October 18, 2017 The Bad Batch (Movie Review)
There are bad batches of cookies, of apples, and even beer. What happens to these batches of baddies? They are thrown out, of course – or given to some poor unsuspecting animal to eat. Well, back on July 23, 2017, the distribution company Neon released The Bad Batch to American audiences, showing that not only could food be considered a batch of badness, but so can people.
Right from the very beginning credits, a dark and bleak tone is set for the movie. There is an incoherent radio recording of a voice explaining people deemed unworthy will be considered part of the Bad Batch. Numbers are placed on the heads of the banished; and through well-protected fence the person is put, where beyond lay a desert of nothing.
Multiple award-winning Writer and Director Ana Lily Amirpour is behind The Bad Batch. Only her second full-length feature, she is also the genius behind the highly-original 2014 vampire film A Girl Walks Home Alone At Night. With The Bad Batch, Amirpour mixes Action, Drama, and possibly a touch of Sci-Fi. However, do not under any circumstance believe that there is any bit of Romance in this film whatsoever.
With all that out of the way, the first on-screen character introduced to the audience is Arlen (Suki Waterhouse: Pusher 2012 Love, Rosie 2014), a rebellious teenage girl who is tagged, then thrown out into the desolate hot desert to live her life. Well, things are not as peachy as Arlen had hoped, for she is captured, thrown into a golf cart, and driven to some town. She awakes bound and chained to the ground, and soon loses an arm and a leg, which are fed to a group of hungry body-builders—yes, “body-builders”—infesting this place.
After a daring attempt at trying escape from the cannibals, Arlen is too tired and shocked to go any farther. Luckily, a lone, supermarket-cart pushing Hermit transports her to a much nicer town called Comfort. Helping to keep this town afloat is its leader The Dream (Keanu Reeves: The Devil’s Advocate 1997, The Matrix 1999), who is surrounded by gun-totin’ pregnant women. Being in the town of Comfort has helped Arlen to mend and heal—so much, in fact, she is fitted with a prosthetic leg brace.
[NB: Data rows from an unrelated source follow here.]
PR #11975, opened 2020-06-22
Set default private license

SandraAhlgrimm:
A default value for the license should be set as it is required by multiple other applications. So it would ease my daily duties as a developer.
On the other hand there is automatically a license depending on the country where the new application gets generated. In order to avoid confusion here, a default value can help.

Another possibility could be "unlicensed". I am open for discussion.


jdubois:
+1
- This is what we do in the `package.json` (the keyword used is "UNLICENSED" which means this is a private project) -> we need the same thing here to be consistent
- This license name is required by some third-parties

SandraAhlgrimm:
got duplicated here https://github.com/jhipster/generator-jhipster/pull/11977

PR #11988, opened 2020-06-25
Dependabot adjustments

mshima:
- PR branchs considers target branch.
- On conditions don’t show at actions list.
- dependabot builds are duplicating at dependabot/* branch and PR

---

### DIFF
--- a/.github/workflows/angular.yml
+++ b/.github/workflows/angular.yml
@@ -18,7 +18,13 @@
 #
 
 name: Angular
-on: [push, pull_request]
+on:
+    push:
+        branches-ignore:
+            - 'dependabot/**'
+    pull_request:
+        branches:
+            - '*'
 env:
     JHI_RUN_APP: 1
     JHI_JDK: 11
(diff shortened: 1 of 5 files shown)


SudharakaP:
Also my suggestion above will skip the branches when merged to master too; but do we really need to have the CI running on master for something we don't check before merging. I would suggest that's not quite optimal right. After all we should probably check what we check before merging not after merging. :smile:

mshima:
> And remove the if conditions. wdyt? 😄

```
on:
    pull_request:
        branches-ignore:
            - 'dependabot/**'
```
Doesn’t work branches-ignore matches target branch only, should be master in this case.

SudharakaP:
> > And remove the if conditions. wdyt? smile
> 
> ```
> on:
>     pull_request:
>         branches-ignore:
>             - 'dependabot/**'
> ```
> 
> Doesn’t work branches-ignore matches target branch only, should be master in this case.

@mshima : Ah, got it. This is the same case with Azure which I got to know later. :smile:

PR #11997, opened 2020-06-26
Add prettier check workflow

mshima:
This PR add a prettier:check script and a github workflow to check.
`skip-ci` is not be applied to this workflow since README.md and others text files should be formatted too.

An alternative is to run prettier:check at pretest script.

---

### DIFF
--- a/.github/dependabot.yml
+++ b/.github/dependabot.yml
@@ -1,7 +1,7 @@
 version: 2
 updates:
     - package-ecosystem: npm
-      directory: "/"
+      directory: '/'
       schedule:
           interval: weekly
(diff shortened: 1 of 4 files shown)


murdos:
I'd rather add this check as an additional step of the `generator` workflow

pascalgrimaud:
I agree with @murdos : no need to add another parallel job, include it in generator workflow with npm test would be good

mshima:
@murdos @pascalgrimaud changed to use generator workflow.
Moved the `skip-ci` condition to `npm test` step, since we need to check yml and md files changes for every PR.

How nice of them.
Arlen decides to take a stroll in the desert off premises, spotting a woman and a little girl rummaging through a pile of garbage. Arlen realizes this woman is one of the cannibals. Out of revenge, Arlen kills her, then takes the little girl back to the town of Comfort. What Arlen does not realize is that Miami Man (Jason Momoa: Pipeline 2007, Debug 2014), one of the muscly cannibals, is now looking for this title girl—his daughter.
What Amirpour has done, much like her aforementioned début film, is create a universe of amazingly interesting characters, leaving the viewer to constantly think about them long after The Bad Batch has ended. Momoa‘s Miami Man is probably the most interesting character this movie has to offer. Even though he comes from the “bad” side of the desert, Miami Man stops at nothing to find his daughter, and proves he does have a heart. Momoa shows the many great acting skills he has to offer, making them look so damn effortless.
Another interesting character is the mysterious Hermit character, played by Jim Carrey (Dumb and Dumber 1994, The Truman Show 1998). Not one word is uttered from this desert-roaming person, but he is responsible for a lot of the movie’s happenings. This actor’s movements and facial expressions are far more powerful than any of the other actors combined. When this actor is portraying the Hermit, he demands all the attention. It is a sight to see every time, and will be the talk among fans for years to come.
Unfortunately, though, The Bad Batch suffers from many loopholes, and over-length. As for the latter, this film could have been summed-up in a mere 80 minutes. At times it will feel like being dragged slowly over hot sand, only to be left out in the dark and cold of the desert wondering the true point of the film. Also, there is a point in The Bad Batch where Arlen threatens the life of The Dream, and everyone in Comfort, causing an eyebrow to lift, a finger to shake, and the feeling to get up to turn off the film, uncaring of the turn out.
Simply put, there is no rooting for Arlen, who seems quite worthy of all the crap she has been handed. The ending scene will cause wonderment thinking back to all the happenings that had occurred to each of the characters. Is there a message here? Maybe. Is there a reason for all the bullarky Amirpour put the viewer through to get to the finale? Perhaps. Do the characters stick with the viewer? Indeed. Overall, Miami Man, The Dream, and The Hermit are the only redeemable characters in this film. This in mind, for a decent sophomore attempt by Ana Lily Amirpour, CrypticRock gives The Bad Batch 2.5 out of 5 stars.